## ABOUT THIS TASK
Below are some entries. Copy each line that holds the string "master".

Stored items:
■ ■ ■ ■ ■ ■ ■
PR #399, opened 2022-11-07
GUACAMOLE-1714: Update guacenc for const parameters/values introduced in FFmpeg 5.0.

mike-jumper:
This change is simply a direct copy of the changes proposed via #379, amended to include the JIRA issue in the commit message.

This closes #379.


mike-jumper:
This should fix the failures currently being seen for the `guacamole-server-master-ubuntu` and `guacamole-server-master-debian` builds in our CI.

PR #400, opened 2022-11-17
2 problems fixed

Saiyeux:
1. When wrapped line texts selected, no more "\n" written between rows.
2. Try to keep consistency with what vim shows when selecting and clipping.

### DIFF
--- a/src/protocols/rdp/keymaps/cs-cz-qwertz.keymap
+++ b/src/protocols/rdp/keymaps/cs-cz-qwertz.keymap
@@ -40,7 +40,7 @@ map +caps -altgr -shift      0x10..0x1B      ~ "QWERTZUIOPÚ)"
 map +caps -altgr -shift      0x1E..0x28 0x2B ~ "ASDFGHJKLŮ§¨"
 map +caps -altgr -shift      0x2C..0x35      ~ "YXCVBNM,.-"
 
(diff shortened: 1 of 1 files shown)


mike-jumper (changes requested):
Thanks, @Saiyeux. Please see our contribution guidelines:

https://github.com/apache/guacamole-server/blob/master/CONTRIBUTING

In particular:

* Each change needs a corresponding issue in JIRA. If there is no existing JIRA issue for this and you don't have an account on the ASF JIRA, let us know and we'll help set that up.
* Commits should be made in logical units and must reference the JIRA issue number (see established git history for examples). Please avoid commits which cover multiple, distinct goals that could (and should) be handled separately.

mike-jumper:
Also: please do not commit IDE- or OS-specific files like `.DS_Store`. It's OK to add these files to `.gitignore` as part of your changes, but please do not include the files themselves.

Saiyeux:
Ok, I'll do it one by one. By the way, it seems that no related issues appear on jira and I don't have access to jira for apache. Could you please help me with this so that I can pull my request in a formal way according to guidelines? Thanks a lot.

mike-jumper:
@Saiyeux - sure, if you shoot me an email at mjumper@apache.org, I can get a JIRA account created for you.

PR #402, opened 2022-11-21
GUACAMOLE-1586: Wrapped lines now clipped into 1.

Saiyeux:
When an extra long wrapped line is selected, no more \n added to clipboard.

### DIFF
--- a/src/terminal/select.c
+++ b/src/terminal/select.c
@@ -360,16 +360,19 @@ void guac_terminal_select_end(guac_terminal* terminal) {
     else {
 
         /* Store first row */
-        guac_terminal_clipboard_append_row(terminal, start_row, start_col, -1);
+        guac_terminal_buffer_row* buffer_row = guac_terminal_buffer_get_row(terminal->buffer, start_row, 0);
+        guac_terminal_clipboard_append_row(terminal, start_row, start_col, buffer_row->length - 2);
 
         /* Store all middle rows */
         for (int row = start_row + 1; row < end_row; row++) {
-            guac_common_clipboard_append(terminal->clipboard, "\n", 1);
-            guac_terminal_clipboard_append_row(terminal, row, 0, -1);
+            guac_terminal_buffer_row* buffer_row = guac_terminal_buffer_get_row(terminal->buffer, start_row, 0);
+            guac_terminal_clipboard_append_row(terminal, row, 0, buffer_row->length - 2);
+            if(!(buffer_row->characters[buffer_row->length - 1].value == 0 && buffer_row->characters[buffer_row->length - 2].value > 0))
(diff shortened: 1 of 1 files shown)


src/terminal/select.c
```diff
@@ -360,16 +360,19 @@ void guac_terminal_select_end(guac_terminal* terminal) {
...
+        guac_terminal_buffer_row* buffer_row = guac_terminal_buffer_get_row(terminal->buffer, start_row, 0);
+        guac_terminal_clipboard_append_row(terminal, start_row, start_col, buffer_row->length - 2);
 
         /* Store all middle rows */
         for (int row = start_row + 1; row < end_row; row++) {
-            guac_common_clipboard_append(terminal->clipboard, "\n", 1);
-            guac_terminal_clipboard_append_row(terminal, row, 0, -1);
+            guac_terminal_buffer_row* buffer_row = guac_terminal_buffer_get_row(terminal->buffer, start_row, 0);
+            guac_terminal_clipboard_append_row(terminal, row, 0, buffer_row->length - 2);
+            if(!(buffer_row->characters[buffer_row->length - 1].value == 0 && buffer_row->characters[buffer_row->length - 2].value > 0))
```
mike-jumper, line 370: To match the style of established code, please include a space between `if` and the opening paren.

src/terminal/select.c
```diff
@@ -360,16 +360,19 @@ void guac_terminal_select_end(guac_terminal* terminal) {
     else {
 
         /* Store first row */
-        guac_terminal_clipboard_append_row(terminal, start_row, start_col, -1);
+        guac_terminal_buffer_row* buffer_row = guac_terminal_buffer_get_row(terminal->buffer, start_row, 0);
+        guac_terminal_clipboard_append_row(terminal, start_row, start_col, buffer_row->length - 2);
```
mike-jumper, line 364: 1. `buffer_row->length` is not guaranteed to be at least 2 here unless the call to `guac_terminal_buffer_get_row()` requests this.
2. Why are we universally skipping the last two characters?

mike-jumper (changes requested):
I'm also unsure what you mean by:

> Wrapped lines now clipped into 1.

Can you clarify?

src/terminal/select.c
Saiyeux: My purpose it to omit the line break when an extra long line of text is separated because of insufficient length of the terminal simulator. I managed to use buffer_row->length - 1 with server version 1.3.0, but have to cut down another character with 1.4.0. Currently, the horizontal index of bound is length - 2, I'll figure it out with annotations in next commit.

mike-jumper:
Closing in favor of the alternative approach proposed and merged via #512.

PR #410, opened 2023-01-17
GUACAMOLE-1633: Adding alternate screen buffer for non-linux terminal type

Saiyeux:
The default terminal type of guacamole-server is linux. This change optimized screen content when using xterm-like terminal which supports alternate screen buffer.


necouchman:
This has been implemented by #521

PR #411, opened 2023-01-18
GUACAMOLE-377: Send a sync instruction to users when synchronizing surfaces.

aleitner:
After the introduction of RDPGFX the joining client when joining a shared connection appears to hang (does not receive a copy of the current display) until something changes graphically within the session.

This pull request:
* Updates `guac_common_display_dup` to call `guac_protocol_send_sync` to send a sync message to all connected users which will make the joined client's display appear immediately.

### DIFF
--- a/src/common/display.c
+++ b/src/common/display.c
@@ -166,6 +166,8 @@ void guac_common_display_free(guac_common_display* display) {
 void guac_common_display_dup(guac_common_display* display, guac_user* user,
         guac_socket* socket) {
 
+    guac_client* client = user->client;
+
     pthread_mutex_lock(&display->_lock);
 
     /* Sunchronize shared cursor */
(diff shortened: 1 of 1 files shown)


src/common/display.c
```diff
@@ -178,6 +180,9 @@ void guac_common_display_dup(guac_common_display* display, guac_user* user,
     guac_common_display_dup_layers(display->layers, user, socket);
     guac_common_display_dup_layers(display->buffers, user, socket);
 
+    /* Synchronize all connected users */
```
mike-jumper, line 183: This particular line does not synchronize all connected users, but rather marks the boundary of the first frame.

mike-jumper (changes requested):

mike-jumper (approved):

PR #414, opened 2023-02-16
GUACAMOLE-600: Add support for setting SSH and SFTP timeouts.

necouchman:
This pull request adds support for setting the connection timeout for SSH and SFTP connections via connection parameters.


necouchman:
Actually, converting this back to a draft. Since I used a previous change to collect the common socket code together in a single place, this needs to be reworked a bit...

necouchman:
Okay, I think this is ready, again, for review.

mike-jumper (approved):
■ ■ ■ ■ ■ ■ ■
## RESPONSE BELOW
This should fix the failures currently being seen for the `guacamole-server-master-ubuntu` and `guacamole-server-master-debian` builds in our CI.
https://github.com/apache/guacamole-server/blob/master/CONTRIBUTING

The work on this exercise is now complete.